It’s now common currency among the younger generations at the State Department, journalists who’ve spent time in the region, and soldiers who deployed in Iraq and Afghanistan — and, increasingly, among the people who travel in the same elite circles as these folk. As one colleague, who uses the word but has no background in the Middle East, told me, “I learned it because everyone at every damn development NGO uses it.” Others I know say they picked it up from artifacts of contemporary popular culture, like Afghan-American author Khaled Hosseini’s novel The Kite Runner, which was adapted into a movie in 2007, and Rabia Chaudry’s book, Adnan’s Story, published this year.
There’s now a good chance inshallah may find a permanent home in English. But those afraid of creeping inshallah should take heart. This wouldn’t be the first time that the word has imbedded itself in a Western language.

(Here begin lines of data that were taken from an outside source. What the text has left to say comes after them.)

PR #75, opened 2019-03-15
Fix bug with filtering supported MachineAutoscaler GVKs

bison:
Fixes an issue with inadvertently modifying the SupportedGVKs in-place.


ingvagabund:
/approve

Useful refactoring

Ojalá is a common Spanish word often translated as “hopefully.” In fact, ojalá is merely the Hispanicized pronunciation of inshallah, which made its way into the language during the centuries of Muslim rule in Spain that ended in 1492. Yet as far as I can tell, despite this obvious case of linguistic jihad, neither Spain nor the 20 other countries where Spanish is the official national language has yet fallen to the Muslim Brotherhood.
Nor has asking a waitress for more pancake syrup — from the Arabic sharab, a versatile word that the West acquired during a previous episode of war-induced cultural cross-pollination, the Crusades — ever proved to spontaneously convert anyone to Islam. Nor has spending hours studying algebra — another one of those menacing “al” words — ever made anyone more inclined to funnel one’s life savings to al Qaeda.
It turns out short vowels, sibilants, and fricatives might not be as magical as some have been urging us to believe. Donald Trump and his national security team would be wise to take note. God willing.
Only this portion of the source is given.